**Task requirements:** Please retype the listing below exactly, from its opening line through the line where "#### xtext: properly support soft-hyphens" appears.

**Source data:**
PR #1543, opened 2022-10-26
cre & xtext: more soft hypheness

poire-z:
#### cre.cpp: add `cre.softHyphenateText(lang, text)`

Allow getting any text soft-hyphenated according to crengine hyphenation dicts. May be used by frontend's textboxwidget to hyphenate text before wrapping and rendering it with xtext. See https://github.com/koreader/koreader/pull/9630#issuecomment-1278158193.
Bump crengine for https://github.com/koreader/crengine/pull/492 :
- TextLang: add `TextLangCfg->softHyphenateText(lang, text)`

#### xtext: properly support soft-hyphens

If soft-hyphens were present in the input text, it was considered (by libunibreak) as a candidate for breaking a line, but no real hyphen would be shown when the line is rendered.
So, be sure we properly draw a real hyphen when shaping a line ending with a soft-hyphen.
(Refactor the ellipsis substitution code so we can reuse it with hyphen substitution.)
See https://github.com/koreader/koreader/pull/9630#issuecomment-1279339219 and followups.

#### xtext: option to allow limiting usage of soft-hyphens

Add `makeLine(..., expansion_pct_rather_than_hyphen)`, which can be provided non-zero if text is going to be justified, to avoid small hyphenated words. Ie, with 100:
when about to wrap on a soft hyphen, if a wrap on a previous non-hyphen candidate would get justification to expand the spaces by less than 100% (so, at most double width spaces), consider this expansion admissible and better than this hyphen (which would probably make a small part of a word hyphenated at end of this line).

#### xtext: better ellipsis support with Arabic text

Subtituting a char with an ellipsis on Arabic text could change the "form" (initial, medial, final) of that char, possibly making the meaning of the truncated word ambiguous, but also longer and overflowing the targeted width.
Fix this by substituting with Zero-width-joinder and an ellipsis when needed, which should hopefully keep the previous char's original form.
See https://github.com/koreader/koreader/issues/5359#issuecomment-1287904250 and previous posts/attemps/discussions.

- - -
This change is [Reviewable](https://reviewable.io/reviews/koreader/koreader-base/1543)

### DIFF
--- a/xtext.cpp
+++ b/xtext.cpp
@@ -66,6 +66,7 @@ extern "C"
 #define NOT_MEASURED INT_MIN
 #define REPLACEMENT_CHAR 0xFFFD
 #define ELLIPSIS_CHAR 0x2026
+#define ZERO_WIDTH_JOINER_CHAR 0x200D
 #define SOFTHYPHEN_CHAR 0x00AD
 #define REALHYPHEN_CHAR 0x002D
 
@@ -248,6 +249,8 @@ int Utf8ToUnicode(const char * src,  int srclen, uint32_t * dst, int dstlen, boo
 #define CHAR_IS_PARA_END                 0x0200
 #define CHAR_PARA_IS_RTL                 0x0400 /// to know the line with this char is part
                                                 /// of a paragraph with main dir RTL
+#define CHAR_IS_UNSAFE_TO_BREAK_BEFORE   0x0800 /// from HarfBuzz (set when kerning or on arabic when
+                                                /// initial/medial/final char forms are involved)
 #define CHAR_IS_TAB                      0x1000 /// char is '\t'
 
 // Info, after measure(), about each m_text char
@@ -351,11 +354,15 @@ public:
     }
 
     void allocate() {
-        m_charinfo = (xtext_charinfo_t *)calloc(m_length, sizeof(*m_charinfo)); // set all flags to 0
+        // We allocate one slot more than m_length, for the case we would have to
+        // truncate with an ellipsis the last char and we need to actually use a
+        // ZERO_WIDTH_JOINER before the ELLIPSIS (which might be needed with Arabic)
+        size_t size = m_length + 1;
+        m_charinfo = (xtext_charinfo_t *)calloc(size, sizeof(*m_charinfo)); // set all flags to 0
         if ( m_has_rtl ) {
-            m_bidi_ctypes = (FriBidiCharType *)malloc(m_length * sizeof(*m_bidi_ctypes));
-            m_bidi_btypes = (FriBidiBracketType *)malloc(m_length * sizeof(*m_bidi_btypes));
-            m_bidi_levels = (FriBidiLevel *)malloc(m_length * sizeof(*m_bidi_levels));
+            m_bidi_ctypes = (FriBidiCharType *)malloc(size * sizeof(*m_bidi_ctypes));
+            m_bidi_btypes = (FriBidiBracketType *)malloc(size * sizeof(*m_bidi_btypes));
+            m_bidi_levels = (FriBidiLevel *)malloc(size * sizeof(*m_bidi_levels));
         }
     }
     void deallocate() {
@@ -380,7 +387,8 @@ public:
         // count the number of unicode codepoints, before allocating m_text,
         // and a 2nd to actually do the conversion and fill m_text.
         m_length = Utf8ToUnicode(utf8_text, utf8_len, NULL, 0, m_is_valid, m_has_rtl);
-        m_text = (uint32_t *)malloc(m_length * sizeof(*m_text));
+        size_t size = m_length + 1; // (one slot more, see above)
+        m_text = (uint32_t *)malloc(size * sizeof(*m_text));
 
         // m_has_rtl is only detected in the 2nd phase.
         // If m_para_direction_rtl is true, set m_has_rtl=true in all case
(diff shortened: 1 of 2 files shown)


xtext.cpp
```diff
@@ -347,11 +354,15 @@ class XText {
     }
 
     void allocate() {
-        m_charinfo = (xtext_charinfo_t *)calloc(m_length, sizeof(*m_charinfo)); // set all flags to 0
+        // We allocate one slot more than m_length, for the case we would have to
+        // truncate with an ellipsis the last char and we need to actually use a
+        // ZERO_WIDTH_JOINER before the ELLIPSIS (which might be needed with Arabic)
+        int size = m_length + 1;
```
NiLuJe, line 360: `size_t ` ;o).

xtext.cpp
```diff
@@ -376,7 +387,8 @@ class XText {
         // count the number of unicode codepoints, before allocating m_text,
         // and a 2nd to actually do the conversion and fill m_text.
         m_length = Utf8ToUnicode(utf8_text, utf8_len, NULL, 0, m_is_valid, m_has_rtl);
-        m_text = (uint32_t *)malloc(m_length * sizeof(*m_text));
+        int size = m_length + 1; // (one slot more, see above)
```
NiLuJe, line 390: Ditto

xtext.cpp
```diff
@@ -402,7 +414,8 @@ class XText {
     // a single good one).
     void setTextFromUTF8CharsLuaArray(lua_State * L, int n) {
         m_length = (int) lua_objlen(L, n); // NOTE: size_t -> int, as that's what both FriBidi & HarfBuzz expect.
-        m_text = (uint32_t *)malloc(m_length * sizeof(*m_text));
+        int size = m_length + 1; // (one slot more, see above)
```
NiLuJe, line 417: Ditto

xtext.cpp
```diff
@@ -1094,6 +1133,25 @@ class XText {
                     candidate_end = i > start ? i-1 : start;
                     next_line_start_offset = i+1;
                 }
+                else if ( m_text[i] == SOFTHYPHEN_CHAR ) {
+                    // A soft-hyphen has a width of 0. But if we end this line on it,
+                    // it should be rendered as a real hyphen with a width.
+                    // So, to consider it a candidate for end, be sure we still won't
+                    // exceeed the targeted width when it is replaced.
```
NiLuJe, line 1140: nit: `exceed`

xtext.cpp
NiLuJe: That was on purpose: that's the signature of malloc and sizeof ;).

NiLuJe (approved):

poire-z:
I forgot something I wanted to check/add to avoid having small parts of hyphenated words at end of line (see screenshots at bottom of https://github.com/koreader/koreader/pull/9630#issuecomment-1279584226), so added something in the spirit of how crengine does that:

> #### xtext: option to allow limiting usage of soft hyphens
> Add makeLine(..., avoid_soft_hyphen_when_filled_percent), allowing not breaking on a soft-hyphen if the line is already filling the provided percentage of the target width.
Ie. with 90 %: if the last normal break candidate (a space) is at 93%, no need to consider next soft-hyphens candidates: best to expand the spaces for justification than having a small part of a hyphenated word at end.
With 100%: any soft-hyphen break will be used.
With 0%: no soft-hyphen break will be used.

crengine would use 95%, but as xtext doesn't expand/shrink spaces widths when computing, we won't do as nice, and we may need to use 90% or 92% to avoid small parts.
I'm sure we could do better, this is just a quick addition so we can test on frontend side if we need it, and/or if we need something better (so, made as an independant commit that we can quickly revert).

Any idea for a better and shorter naming than my awkward `avoid_soft_hyphen_when_filled_percent = 95`  :)

NiLuJe:
`stop_hyphenation_at`?

poire-z:
Reworked my above quick and dirty evening commit to do that in a more sensible and less ugly manner:

> #### xtext: option to allow limiting usage of soft hyphens
> Add tunable global setting `expansion_pct_rather_than_hyphen` to avoid soft-hyphens, with a default of 100%:
When about to wrap on a soft hyphen, if a wrap on a previous non-hyphen candidate would get justification to expand the spaces by less than 100% (so, at most double-width spaces), consider this expansion admissible and better than this hyphen (which would probably make a small part of a word hyphenated at end of this line).

This gives much better results, and feels less language dependant that my previous `avoid_soft_hyphen_when_filled_percent` which I thought would need different values per language.

My default of 100% can be tuned on frontend with:
```diff
--- a/frontend/ui/bidi.lua
+++ b/frontend/ui/bidi.lua
@@ -58,6 +58,7 @@ function Bidi.setup(lang)
     -- Xtext default language and direction
     if G_reader_settings:nilOrTrue("use_xtext") then
         local xtext = require("libs/libkoreader-xtext")
+        xtext.setExpansionPercentageRatherThanHyphen(200)

         -- Text direction should normally not follow ui mirroring
         -- lang override (so that Arabic is still right aligned
```
(set `0` to get this feature disabled).

poire-z:
> Reworked my above quick and dirty evening commit 

Too quick morning commit... We don't want that setting to always apply: only when text is justified.
And my previous "when filled percent" would work better when text left-aligned (but given the limited taste for left aligned+hyphenation, no need to really care about it).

**Output for this exercise:**
PR #1543, opened 2022-10-26
cre & xtext: more soft hypheness

poire-z:
#### cre.cpp: add `cre.softHyphenateText(lang, text)`

Allow getting any text soft-hyphenated according to crengine hyphenation dicts. May be used by frontend's textboxwidget to hyphenate text before wrapping and rendering it with xtext. See https://github.com/koreader/koreader/pull/9630#issuecomment-1278158193.
Bump crengine for https://github.com/koreader/crengine/pull/492 :
- TextLang: add `TextLangCfg->softHyphenateText(lang, text)`

#### xtext: properly support soft-hyphens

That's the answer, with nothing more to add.